* **ACTION ITEM**: Scan the entries below. Report each line where the string "command" occurs.

(Records from a data source)

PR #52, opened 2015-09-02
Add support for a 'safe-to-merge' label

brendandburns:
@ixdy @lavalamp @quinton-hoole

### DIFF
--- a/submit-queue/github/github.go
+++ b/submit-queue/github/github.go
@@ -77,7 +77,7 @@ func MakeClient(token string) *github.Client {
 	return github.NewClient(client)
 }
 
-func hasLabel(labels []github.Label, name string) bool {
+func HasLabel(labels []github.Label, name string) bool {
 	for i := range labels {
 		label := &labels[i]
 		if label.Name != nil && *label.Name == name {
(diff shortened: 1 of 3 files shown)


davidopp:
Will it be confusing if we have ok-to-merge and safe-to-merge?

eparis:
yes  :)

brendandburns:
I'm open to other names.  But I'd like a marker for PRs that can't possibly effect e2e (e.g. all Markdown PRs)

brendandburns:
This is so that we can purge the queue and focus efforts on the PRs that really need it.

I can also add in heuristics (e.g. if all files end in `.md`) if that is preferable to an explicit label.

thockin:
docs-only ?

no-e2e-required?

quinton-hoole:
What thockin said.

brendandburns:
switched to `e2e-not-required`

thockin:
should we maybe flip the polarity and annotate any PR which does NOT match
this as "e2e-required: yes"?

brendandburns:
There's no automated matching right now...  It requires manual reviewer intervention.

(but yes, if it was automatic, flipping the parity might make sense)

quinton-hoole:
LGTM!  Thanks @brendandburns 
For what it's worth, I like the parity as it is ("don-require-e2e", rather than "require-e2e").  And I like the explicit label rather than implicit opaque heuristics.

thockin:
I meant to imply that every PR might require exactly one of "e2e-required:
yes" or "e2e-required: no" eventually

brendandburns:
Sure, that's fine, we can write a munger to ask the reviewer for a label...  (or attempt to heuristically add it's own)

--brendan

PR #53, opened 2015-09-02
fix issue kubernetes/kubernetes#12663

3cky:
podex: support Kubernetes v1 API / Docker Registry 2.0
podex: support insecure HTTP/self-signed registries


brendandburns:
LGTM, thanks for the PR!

* * *

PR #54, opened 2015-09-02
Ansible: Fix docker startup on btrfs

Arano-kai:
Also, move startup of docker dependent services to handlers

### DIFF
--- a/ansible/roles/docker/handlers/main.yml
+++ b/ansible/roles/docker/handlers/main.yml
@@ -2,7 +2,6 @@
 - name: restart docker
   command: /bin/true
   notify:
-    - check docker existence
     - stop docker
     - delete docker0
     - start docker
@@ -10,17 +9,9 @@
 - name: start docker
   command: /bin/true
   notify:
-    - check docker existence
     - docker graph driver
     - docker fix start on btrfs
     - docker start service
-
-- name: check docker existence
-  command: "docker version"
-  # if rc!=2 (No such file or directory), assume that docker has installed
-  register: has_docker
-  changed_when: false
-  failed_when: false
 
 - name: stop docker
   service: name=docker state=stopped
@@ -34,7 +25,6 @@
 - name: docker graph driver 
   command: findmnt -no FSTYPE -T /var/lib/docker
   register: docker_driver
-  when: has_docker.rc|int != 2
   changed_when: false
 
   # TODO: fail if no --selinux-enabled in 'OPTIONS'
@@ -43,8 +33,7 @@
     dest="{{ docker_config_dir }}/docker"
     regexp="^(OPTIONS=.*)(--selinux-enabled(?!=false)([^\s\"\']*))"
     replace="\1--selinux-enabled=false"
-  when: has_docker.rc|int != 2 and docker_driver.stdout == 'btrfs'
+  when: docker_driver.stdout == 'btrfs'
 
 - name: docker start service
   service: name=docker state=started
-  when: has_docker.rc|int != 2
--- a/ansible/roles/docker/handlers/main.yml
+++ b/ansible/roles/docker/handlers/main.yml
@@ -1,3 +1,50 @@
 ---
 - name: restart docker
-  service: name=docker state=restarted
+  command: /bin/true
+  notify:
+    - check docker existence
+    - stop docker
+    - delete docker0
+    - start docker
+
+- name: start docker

* **ANSWER BOX**:
   command: /bin/true
   command: /bin/true
-  command: "docker version"
   command: findmnt -no FSTYPE -T /var/lib/docker
+  command: /bin/true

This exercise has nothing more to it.